BETTIE PAGE

    The 1950's Queen of Pinups worked as a model for less than a decade and appeared in just a handful of films with no dialogue. Still, with her short black bangs and pale skin, Bettie Page etched an image into America's memory that’s as iconic as Marilyn Monroe.

Born Betty Mae Page in Nashville, Tennessee, she began spelling her name ending with “ie” at a very young age. By 1948, she moved to New York and tried to start a career in acting. While in New York, she hooked up with an amateur photographer that changed her life. Jerry Tibbs is credited with being the first to notice Bettie's potential and was the inspiration for her “Bettie bangs” hairstyle. Bettie went on to model at camera clubs and later appeared in magazines such as Eyeful, Titter and Wink. She also began posing in bondage photographs for Irving Klaw, who at the time was known as the King of Pinups. Klaw had a family-run business named the Movie Star News and Bettie soon became the first famous bondage model. Bettie also appeared in two of Klaw's feature length burlesque films - “Varietease” and “Teaserama.” The only other cinematic credits by the Queen of Curves were Jerald Intrator’s “Striporama” and a number of 8mm and 16mm peep show reels.

In 1954, Bettie began working with former model turned photographer Bunny Yeager. It was Yeager who photographed Bettie's most famous images in leopard print. Yeager also later submitted photographs to Hugh Hefner and Bettie was featured as the Playboy centerfold and Playmate of the Month for January 1955. “She had a saucy innocence that is both contemporary and provocative, and also nostalgic,” Hugh Hefner was once quoted as saying. Page continued to model until 1957. Burnt out, she withdrew from the spotlight at the age of 35.

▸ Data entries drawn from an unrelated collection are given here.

PR #650, opened 2025-04-02
Feature/637 form label

erkidorbek:
**issue:** [Add community form label](https://github.com/TEHIK-EE/tedi-design-system/issues/637)

**github pages:** https://erkidorbek.github.io/tedi-design-system/feature/637-form-label/angular/?path=/docs/community-angular-form-label--docs

### DIFF
--- a/libs/angular-components/community/components/form/index.ts
+++ b/libs/angular-components/community/components/form/index.ts
@@ -1,0 +1,1 @@
+export * from "./label/label.component";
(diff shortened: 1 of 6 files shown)


mart-sessman:
It would be create if you can create issue in our repository and then create branch from there.
Currently we have to fork your repository, switch to some branch and then run it, every time when reviewing.

mart-sessman (changes requested):

PR #552, opened 2026-05-27
feat(xnat): upgrade XNAT to 1.10.0

atriaybagur:
## Summary

Bumps the mocked XNAT service from **1.9.3 → 1.10.0**. Closes #549.

XNAT 1.10 is the first release compiled against **JDK 21** ([release announcement](https://wiki.xnat.org/news/announcing-the-alpha-release-of-xnat-1-10-compiled), [1.10.0 tag](https://github.com/NrgXnat/xnat/tree/1.10.0)), so the Tomcat base image moves to a JDK 21 variant. Tomcat 9 itself is unchanged — XNAT 1.10 still targets Tomcat 9 to keep plugin breakage manageable.

## Release notes findings

From the XNAT 1.10.0 source (the wiki release-notes page is gated, so I read the tag directly):

- **Java**: JDK 21 required (was JDK 8). Confirmed in `1.10.0/README.md` and `gradle/libs.versions.toml`.
- **Tomcat**: Tomcat Embed 9.0.93 — still Tomcat 9.
- **PostgreSQL**: 12+ supported (no change for us — we run `postgres:12.2-alpine`).
- **WAR layout**: file naming unchanged (`xnat-web-1.10.0.war`).
- **Monorepo restructure**: XNAT consolidated 25 plugin/library repos into a single Gradle 9 monorepo. This is a **plugin-build** breaking change, not a runtime one for us — but every plugin JAR must be rebuilt against the 1.10 plugin release line. 1.9-era JARs will not load (different transitive deps, compiled against JDK 8). See the [1.10 plugin migration guide](https://github.com/NrgXnat/xnat/blob/1.10.0/docs/plugin-migration-guide.md).
- **Spring 5.3.39 / Hibernate 5.6.15 / PostgreSQL JDBC 42.7.3 / DCM4CHE 5.33.1** — bumps come baked into the WAR; no FLIP-side change.
- **DicomEdit**: still on the v6 line (`dicom-edit6` module). The anon script header is updated but the rule set is unchanged — the existing test pack still passes.

## Changes

- `trust/xnat/.env` — `XNAT_VERSION` 1.9.3 → 1.10.0
- `trust/xnat/xnat/Dockerfile` — base image `tomcat:9.0.108-jdk8-temurin-noble` → `tomcat:9.0.108-jdk21-temurin-noble`
- `.github/workflows/docker_build_xnat_web.yml` — `--build-arg XNAT_VERSION` and the WAR S3 path bumped
[...]

PR #849, opened 2026-07-30
feat(xnat): upgrade XNAT to 1.10.0 (DQR 3.0.0, Container Service 3.8.1) and fix the Kubernetes imaging path

### LINKED ISSUE #549: [Feature]: Upgrade XNAT to 1.10
### Description

https://wiki.xnat.org/documentation/xnat-1-10-0-release-notes

### Acceptance criteria

-

### Technical considerations

_No response_

### LINKED ISSUE #565: Wire dcm2niix Job execution on Kubernetes deployment

### LINKED ISSUE #846: XNAT DQR/PACS access is open to all users — restrict to the service account
## Problem

`configure-xnat.sh` sets the DQR plugin's **"Allow DQR for All Users"** option (`allowAllUsersToUseDqr: true`), so every XNAT account on a trust can drive PACS query/retrieve — pulling arbitrary studies from the trust PACS into XNAT. PACS access should be limited to the platform's own automation account (`XNAT_SERVICE_USER`, i.e. `flipServiceAccount`), which is the only account that legitimately drives imports (via imaging-api).

## Mechanism (verified against the DQR 3.0.0 JAR)

`DqrUserXapiAuthorization` grants DQR access when **any** of these holds:
1. `allowAllUsersToUseDqr` is true,
2. the user is a site admin (`Roles.isSiteAdmin`),
3. the user holds the `Dqr` role (`Roles.checkRole(user, "Dqr")`).

`configure-xnat.sh` already assigns the `Dqr` role (and `Administrator`) to the service account, so flipping `allowAllUsersToUseDqr` to `false` removes blanket access while leaving the service account (and site admins) fully functional — no imaging-api change needed.

## Fix

Set `allowAllUsersToUseDqr: false` in the `/xapi/dqr/settings` block of `configure-xnat.sh` (and mirror anywhere else the setting is written). Verify a non-admin, non-`Dqr` user is denied the DQR XAPI while an imaging-api-driven import still succeeds.

Being addressed on the XNAT 1.10.0 upgrade branch `claude/xnat-1-10-upgrade-as5fb3`.

atriaybagur:
## Summary

Upgrades the mocked trust XNAT from 1.9.3 to **1.10.0**, with the two plugin changes the release requires, a fix for a 1.10.0 regression that breaks headless installs, and a PACS access-control hardening found during testing (fixes #846).

Running the upgrade live on **both** deployments then turned up three further defects on the Kubernetes path — one of them caused by the version bump itself, two long-standing — so this PR also makes the K8s trust's imaging pipeline work end to end (fixes #565). Details in the last two sections.

- **XNAT 1.9.3 → 1.10.0** — first release compiled on JDK 21; base image moves to `tomcat:9.0.108-jdk21-temurin-noble` (Tomcat stays 9.x and PostgreSQL stays 12.2 — upstream states no requirement change). Develop's hardening is preserved: non-root `xnat` uid/gid 1001 (FLIP#485) and the 2g/8g heap (FLIP#662).
- **DQR 2.2.0 → 3.0.0** — forced by XNAT's dcm4che2 → dcm4che5 swap; also carries the thread-leakage fix plausibly related to FLIP#662. Verified against the released JAR and a live instance: `PacsRequest.FAILED_STATUS_TEXT == "FAILED"` and the `xhbm_*_pacs_request` columns imaging-api reads directly are unchanged.
- **Container Service 3.7.3 → 3.8.1** — the [CS compatibility matrix](https://wiki.xnat.org/container-service/container-service-compatibility-matrix) ticks only 3.8.x for XNAT 1.10.0. Batch Launch stays 0.9.0 (the matrix's pick); OHIF stays deliberately uninstalled (FLIP#662).
- **siteUrl fix (1.10.0 regression)** — 1.10.0's Restlet create paths (`POST /data/projects`, used by imaging-api) resolve response references via `URI.create(siteUrl)`, which throws an uncaught NPE when the preference is null: the entity is created but the request 500s, so imaging-api treats every project create as failed while orphans accumulate. The UI wizard always sets `siteUrl`; our headless `configure-xnat.sh` and the K8s init job now set it during activation. (1.9.3 caught the null as `MalformedURLException`, which is why it never bit before.)
- **DQR PACS access restricted (fixes #846)** — `allowAllUsersToUseDqr` is now `false`: DQR access = site admins + holders of the plugin's `Dqr` role (the service account holds both; verified from `DqrUserXapiAuthorization` bytecode). Previously any XNAT account could drive PACS query/retrieve.
- Anon-script compatibility comments bumped to DicomEdit 6.9.x in both copies (incl. the K8s one missed by the old #552 attempt); README rewritten with version notes, the corrected plugin story, and public download URLs for all three artifacts.

## Verification (live dev stack, 2026-07-30)

- Both trust XNATs redeployed on 1.10.0 via `make -C trust/xnat up-xnat`; configure + dcm2niix scripts ran clean against the 1.10 XAPI; CS docker ping OK through the socket proxy.
- Trust-side smoke on both trusts: imaging-api `create-project-from-central-hub-project` → DQR 3.0.0 query/import → C-MOVE from Orthanc → directArchive → CS dcm2niix → `input_*.nii.gz` NIfTI resources, with `import_status_count` reporting queued → processing → successful correctly (repeated on CS 3.8.1 after the plugin bump).
- **Full `make e2e_smoke FL_BACKEND=flower` PASSED** on the upgraded stack: 300/300 studies pulled on both trusts, Flower training across GSTT+KCH, `RESULTS_UPLOADED`, results artefact downloaded.
- DQR lockdown: fresh roleless user gets 403 on `/xapi/dqr/query/studies`; service account gets 204.

## Acceptance criteria

- [x] XNAT 1.10.0 boots and configures headlessly on both dev trusts, preserving the non-root and heap hardening
- [x] DICOM import path (DQR 3.0.0) and DICOM→NIfTI conversion (CS 3.8.1) verified end to end
- [x] imaging-api's direct `xhbm_*` reads and `"FAILED"` status matching verified against DQR 3.0.0
- [x] Full e2e smoke (project → pull → train → results) green on the upgraded stack
- [x] PACS query/retrieve restricted to the service account / Dqr role (#846)

## Operational steps — DONE

The S3 artifact layout is now **version-keyed** so `main` (1.9.3) and this branch (1.10.0) coexist: the new set lives at `s3://flipdev-artifacts/xnat-1.10.0/{xnat-web-1.10.0.war, plugins/}` (WAR + DQR 3.0.0 + CS 3.8.1 + BLP 0.9.0), while the legacy flat `xnat/` prefix keeps serving `main` untouched until this upgrade lands there (then delete it). `ensure_plugins.sh` takes the versioned prefix from `XNAT_VERSION` (legacy default preserved), the CI workflow syncs the versioned set, and a `workflow_dispatch` of `docker_build_xnat_web.yml` from this branch **built green against it** (branch/sha tags only — `:stag` publishes on merge as usual).

## Review round (2026-08-03)

- **Stale-plugin guard** (`ensure_plugins.sh`): the presence check matches jar *families* only, so a host with pre-upgrade jars cached in the gitignored `xnat/plugins/` would skip the sync and bake the old plugins into the new image. Each sync now records its S3 prefix in `xnat/plugins/.s3-prefix`; a mismatch or missing stamp forces a re-sync whose `--delete` clears the stale versions. Offline builds still work when the local set is current, and hand-provisioned jars can be accepted by writing the stamp manually (the error message says how).
- **Workflow version de-dup** (`docker_build_xnat_web.yml`): `XNAT_VERSION` is now read from `trust/xnat/.env` (the same pin the Makefile uses) instead of being hardcoded in three places; verified by a fresh green `workflow_dispatch` build from this branch.
- Refreshed the two `configure-dcm2niix.sh` comments still citing container-service 3.7.3 — both response shapes re-checked in the 3.8.1 source (`ResponseEntity<Long>` / bare `Boolean`) on top of the live smoke evidence.

## Review round (2026-08-05) — Kubernetes path verified live

The K8s init job carried the same `siteUrl` + `allowAllUsersToUseDqr` fixes as the Swarm path but had
never been run. It has now been exercised on a kind cluster (kind v0.30.0, helm 3.16.0 — CI's pin —
XNAT 1.10.0 images, `xnat.enabled=true`), which turned up **two real bugs in the chart**, both fixed here.

- **The init job could never complete a cold install** (`be345e67`). `configure-xnat-web` and
  `configure-dcm2niix` run under `set -euo pipefail` and probe with `HTTP_CODE=$(curl … /xapi/siteConfig)`.
  `set -e` aborts on a failing command substitution, so the "wait for XNAT to be ready" loop cannot
  wait — curl exits 7 while Tomcat is still starting and the container dies on the first iteration.
  With `backoffLimit: 6`, the Job burned its retries **44 s** after `startTime` and failed the
  `post-install` hook, so `helm install` itself failed and this job's fixes were unreachable. The three
  probes now swallow curl's connect error and fail loudly on timeout.
- **The chart was pinned to XNAT 1.9.3's plugins** (`6a4408b2`). It mounts an `emptyDir` over
  `${XNAT_HOME}/plugins`, so the image's baked roster is never used and the download list *is* the
  roster — and it still named DQR **2.3.2** + CS **3.8.0**, confirmed as the only jars in the running
  pod. Once merge republishes `xnat-web:stag` as 1.10.0 (the chart pulls by tag), K8s would run 1.10.0
  against the dcm4che2-era DQR line this upgrade exists to escape, with the `allowAllUsersToUseDqr`
  POST failing silently behind `curl -sf … || true`. XNAT 1.10.0 ticks only DQR 3.0.0 and CS 3.8.x in
  the [DQR](https://wiki.xnat.org/xnat-tools/dqr-plugin-compatibility-matrix) and
  [CS](https://wiki.xnat.org/container-service/container-service-compatibility-matrix) matrices; the
  roster now matches the Swarm set, with each jar's filename derived from its URL so the version lives
  in one place instead of two.

Hook idempotency against an **already-initialized** instance — the K8s job has no `initialized=true`
short-circuit and runs `post-install,post-upgrade`, demonstrated by tampering then upgrading:

| | after `helm install` | after tampering | after `helm upgrade` |
|---|---|---|---|
| `siteUrl` | `http://xnat-web:8080` | `''` | `http://xnat-web:8080` |
| `allowAllUsersToUseDqr` | `false` | `true` | `false` |
| `POST /data/projects` | 200 | **500** | 200 |

The middle column reproduces the 1.10.0 regression itself on K8s: with `siteUrl` blanked, `POST
/data/projects` returns 500 while `GET` of that same project returns 200 — entity created, response
failed. Also confirmed there: DQR 3.0.0 + CS 3.8.1 loaded, `GET /xapi/dqr/settings` → 200 with
`allowAllUsersToUseDqr=false`, and a roleless account gets **403** from `POST /xapi/dqr/query/studies`
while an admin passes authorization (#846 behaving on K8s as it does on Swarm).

Her bio on her official site states “the transcendent beauty and playful yet dangerous personality of Bettie Page trumps all else and continues to inspire documentary films, designers’ fashions, artists’ fetishes, and fans’ fantasies.” Her influences can be seen everywhere from gothic, punk and rockabilly cultures, to comic books, the artwork of Olivia de Berardinis, movies like “Pulp Fiction,” “House of 1,000 Corpses,” “The Doom Generation” and “The Crying Game,” cigarette ads to burlesque artists like Dita Von Teese and modern day pinups like the Suicide Girls.

Over the past five years, Bettie Page's website has gotten over 588 million hits. Currently 82-years-old and living in Southern California, Page now makes more money off of her work than she ever has. A born-again Christian, Bettie shuns the public and recently told the Los Angeles Times she rarely leaves her house and refuses to be photographed. “I want to be remembered as I was when I was young and in my golden times,” Bettie told the newspaper. “I want to be remembered as a woman who changed people's perspectives concerning nudity in its natural form.”

From the foreword of the book “Bettie Page: The Life of a Pin-Up Legend,” Page writes of herself, “I was not trying to be shocking, or to be a pioneer. I wasn't trying to change society, or to be ahead of my time. I didn't think of myself as liberated, and I don't believe that I did anything important. I was just myself. I didn't know any other way to be, or any other way to live.” She shows us that not only can we forget about what anyone else thinks and just be ourselves, but that in doing so, it could possibly influence those around us now and for years to come.